IEEE SMCS CZ Summer School 2012
Relational Approaches to Social Intelligent Computing

Description

Social aspects of computing, as they appear in group decision making, fair distribution, equity of utilities etc. can often not be expressed by simple function evaluations alone. Relational mathematics, which is studied in mathematical economics and social choice theory, provides a rich and general framework and appears to to be a natural and direct way to paraphrase corresponding optimization goals, to represent user preferences, to justify fairness criterions, or to valuate utility. In this lecture, we will focus on the specific application aspects of formal relations for design, control and data mining problems. The lecture will have two main parts. In the first part, we want to recall some concepts from mathematical economics, esp. the Arrow theorem and the relational approach by Suzumura, and from this present a suite of relations that are able to represent fairness as mediator between user preference and application domain dominance. Starting with the "classical" fairness relations maxmin fairness, proportional fairness and lexicographic minimum, we can recover their mutual relationships and their design flexibility in order to define further relations, with regard to e.g. multi-fairness, ordered fairness, self-weighted fairness, grouped fairness, and fuzzy fairness. In the second part, we want to illustrate and demonstrate the application of these concepts for basic data processing and optimization tasks, for example routing path selection, congestion control, wireless channel allocation, and relaying from the network design and control domain. We will also study the tractability of related problems, and we will present generic approaches by meta-heuristic algorithms, esp. algorithms obtained from suitable modifications of evolutionary multi-objective optimization algorithms that can cope with a broad spectrum of search and approximation problems, and which are not generally affected by the No Free Lunch theorems.

Prerequisities

At the beginning, the lecture will refer to some abstract mathematical concepts, while later parts will focus on the application of these concepts.
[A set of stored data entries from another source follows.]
PR #22, opened 2020-07-08
Update versions for alpha release

ts-nitish-a-jain:
# Description
Update versions for alpha release for gurunavi

# Checklist
- [ ] I ran `npm run build` without issues

### DIFF
--- a/js-miniapp-bridge/package.json
+++ b/js-miniapp-bridge/package.json
@@ -1,6 +1,6 @@
 {
   "name": "js-miniapp-bridge",
-  "version": "0.1.0",
+  "version": "1.1.0-alpha",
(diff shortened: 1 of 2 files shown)


js-miniapp-bridge/package.json
```diff
@@ -1,6 +1,6 @@
 {
   "name": "js-miniapp-bridge",
-  "version": "0.1.0",
+  "version": "1.1.0-alpha",
```
corycaywood, line 3: This one doesn't actually get released since it's manually integrated into the SDK, so the version number here doesn't affect anything. But I guess it's still good to keep them on the same version.

ts-nitish-a-jain: Exactly for the sync :)

PR #25, opened 2020-07-20
update changelog for 1.2.0 release

ts-nitish-a-jain:
# Description
Update docs for 1.2.0 release

## Links
[MINI-1254](https://jira.rakuten-it.com/jira/browse/MINI-1254?src=confmacro)

# Checklist
- [ ] I ran `npm run build` without issues

### DIFF
--- a/js-miniapp-sdk/README.md
+++ b/js-miniapp-sdk/README.md
@@ -110,6 +110,4 @@ function getId() {
 
 ## Changelog
 
-### v1.0.0 (2020-5-13)
-
-- Initial release.
+See the full [CHANGELOG](CHANGELOG.md).
--- a/js-miniapp-sdk/README.md
+++ b/js-miniapp-sdk/README.md
@@ -110,4 +110,4 @@ function getId() {
 
 ## Changelog
 
-See the full [CHANGELOG](CHANGELOG.md).
+See the full [CHANGELOG](https://github.com/rakutentech/js-miniapp/blob/master/js-miniapp-sdk/CHANGELOG.md).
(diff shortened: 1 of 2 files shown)


js-miniapp-sdk/README.md
```diff
@@ -110,6 +110,4 @@ function getId() {
 
 ## Changelog
 
-### v1.0.0 (2020-5-13)
-
-- Initial release.
+See the full [CHANGELOG](CHANGELOG.md).
```
corycaywood, line 113: I think this shouldn't be separated into a different file. The README is published to Github pages at https://rakutentech.github.io/js-miniapp/docs/1.0/ (and it also gets published to [npmjs](https://www.npmjs.com/package/js-miniapp-sdk), so the Changelog needs to be available at the same location as the user guide. 

The link here to `CHANGELOG.md` could be updated to point to the full github.com url, but I think it's not as nice as having the change log built-in to the user guide. Having it in the User Guide allows the reader to more easily search (via cmd+f) and to more easily navigate between the changelog/guide. Also, it's sometimes necessary to put links in the changelog to specific parts of the user guide, and this is easier to do if they are in the same page.

My alternative suggestion is this:
- Keep the Changelog at the bottom of the User Guide
- Add a Table of Contents at the top of the User Guide to make navigation to the Changelog easier
- Once the Changelog gets too long, we can collapse the entries for older versions so that they're expandable by clicking (via JavaScript), or we can separate old versions into a different file.
- Update the [github releases](https://github.com/rakutentech/js-miniapp/releases) with changes for each release.

Climbatize: Indeed I like your suggestion @corycaywood

ts-nitish-a-jain: As we spoke, updated the link to the absolute value of the URL.

PR #29, opened 2020-07-29
Geolocation override changes for iOS SDK

ts-leojoseph-r:
# Description
Override `navigator.geolocation.getCurrentPosition` for iOS SDK

# Checklist

### DIFF
--- a/js-miniapp-bridge/src/bridge.js
+++ b/js-miniapp-bridge/src/bridge.js
@@ -114,6 +114,24 @@ MiniAppBridge.requestPermission = function(permissionType) {
     );
   });
 };
+
+/**
+ Below code will override the navigator.geolocation.getCurrentPosition method for only iOS
+ */
+if (isPlatform.iOS()) {
+    navigator.geolocation.getCurrentPosition = function(success, error, options) {
+        return MiniAppBridge.exec(
+            "getCurrentPosition",
+            {locationOptions: options},
+            function(value) {
+                var parsedData = JSON.parse(value)
+                success(parsedData)
+            },
+            error
+        );
+    };
+}
+
 window.MiniAppBridge = MiniAppBridge;
 
 // Exported for unit testing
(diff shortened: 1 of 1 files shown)


js-miniapp-bridge/src/bridge.js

All needed mathematical prerequisites, esp. elementary set theory will be recalled.

Preparation

Some recommended readings:
  • L. E. Dubins and E. H. Spanier, "How to cut a cake fairly," The American Mathematical Monthly, vol. 68, no. 1, pp. 1-17, 1961.
  • Kotaro Suzumura, "Rational choice, collective decisions, and social welfare," Cambridge University Press, 1983, 2009.
  • Gunther Schmidt, "Relational Mathematics," Cambridge University Press, 2011.
  • Christoph Boergers, "Mathematics of Social Choice: Voting, Compensation, and Division," SIAM, 2010.

Syllabus

Part I: Fairness Relations

  • Mathematical Economics: Arrow Theorem, Suzumura Rationalizability
  • Recalling Relations and Maximum Sets
  • Bottleneck Flow Control and Maxmin/Leximin Fairness
  • Parabolic Fairness
  • Utility, Proportional Fairness and some variants
  • Fuzzy Fairness Relations
  • Design your own Fairness Relation at home...

Part II: Meta-Heuristic Approaches and Applications

  • Relational Evolution
  • Fair Routing
  • Multi-Fairness and Catastrophy Avoidance
  • Multi-Relational Data Analysis
  • No Free Lunch Theorems and Relational Optimization

Lecturer

Mario Koeppen
Professor, Network Design and Research Center, Kyushu Institute of Technology, 680-4, Kawazu, Iizuka, Fukuoka 820-8502 JAPAN

Homepage: http://science.mkoeppen.com

Bio:

mkoeppen.jpg, 39kB

Mario Koeppen was born in 1964. He studied physics at the Humboldt-University of Berlin and received his master degree in solid state physics in 1991. Afterwards, he worked as scientific assistant at the Central Institute for Cybernetics and Information Processing in Berlin and changed his main research interests to image processing and neural networks. From 1992 to 2006, he was working with the Fraunhofer Institute for Production Systems and Design Technology. He continued his works on the industrial applications of image processing, pattern recognition, and soft computing, esp. evolutionary computation. During this period, he achieved the doctoral degree at the Technical University Berlin with his thesis works: "Development of an intelligent image processing system by using soft computing" with honors. He has published around 150 peer-reviewed papers in conference proceedings, journals and books and was active in the organization of various conferences as chair or member of the program committee, incl. the WSC on-line conference series on Soft Computing in Industrial Applications, and the HIS conference series on Hybrid Intelligent Systems. He is founding member of the World Federation of Soft Computing, and also member of the editorial board of the Applied Soft Computing journal, the Intl. Journal on Hybrid Intelligent Systems and the Intl. Journal on Computational Intelligence Reserach. In 2006, he became JSPS fellow at the Kyushu Institute of Technology in Japan, and in 2008 Professor at the Network Design and Reserach Center (NDRC) of the Kyushu Institute of Technology, where he is conducting now research in the fields of multi-objective optimization, digital convergence and multimodal content management.